Como dice la celebérrima película, El diablo viste de Prada. De esto se desprende que el maligno se venda tan bien y pague francamente mal; casi tanto como aquellos vendehúmos de birlibirloque que ofrecen palacios de cristal, pero que luego no te pagan la hipoteca.
Bromas aparte, a medida que he ido cumpliendo años, me he ido dando cuenta de una cosa, y es que, cuando uno se va haciendo mayor, los pecados cada vez le satisfacen menos.
Esto se debe, desde mi humilde punto de vista, a que el tiempo parece que corre más deprisa a medida que transcurren los años; y por consiguiente, el placer que nos reporta pecar disminuye, debido a que se vuelve paulatinamente más fugaz.

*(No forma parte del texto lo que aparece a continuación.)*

PR #109, opened 2025-11-30
Added Intelephense as php LSP

brovatten:
It installs as a node module now to handle php ⭐


vscode_constants.py
```diff
@@ -22,6 +22,11 @@ def update_command_paths(bin_dir):
                 if platform.system().lower() == "windows":
                     # Use node to run the .mjs file on Windows
                     value["command"].insert(0, "node")
+            elif key == "php":
+                # Handle intelephense separately as it might be in node_modules/.bin
+                intelephense_path = os.path.join(bin_dir, "node_modules", ".bin", "intelephense")
```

Tengo la sensación de que, en la edad adulta, el carpe diem vive compinchado con el tempus fugit. El usufructo -uso y disfrute- de cometer pecados es cada vez más pasajero, perecedero, caduco… Por algo el filósofo Alan Watts diría aquello de que “el hombre sufre a causa de su sed de poseer lo que es esencialmente transitorio”.
No le voy a decir al pecado aquello de “tú, antes, molabas”, pero hay que reconocer que, antaño, pecar tenía un poco más de gracia; que no de Gracia, ojo. Así pues, venerable lector, a base de recordarte que cada vez mola menos cometer pecados (dicho con sentido del humor), te concito a dejar de sobrevalorar la placentera magnitud de hacerlo. Con vistas a la eternidad, nunca compensó, pero es que, ahora, no compensa ni en la vida terrena (huelga matizar que esto último lo digo en broma).
La perspectiva que tenemos de pecar es mucho mayor que el disfrute que realmente nos proporciona hacerlo; porque el demonio se vende muy bien, pero paga muy mal; y cada año que pasa, parece que es peor pagador.
A este razonamiento de que, en la edad adulta, el carpe diem vive compinchado con el tempus fugit, he de agregar otro, que consiste en que, a medida que nos hacemos mayores, nuestra libertad para pecar -es decir, nuestra libertad para dejar de ser libres- es cada vez menor. La salud languidece -nuestra independencia, también- y el peso de las responsabilidades aumenta. En definitiva, el libre albedrío se vuelve casi tan menguante como la luna ante la llegada del amanecer…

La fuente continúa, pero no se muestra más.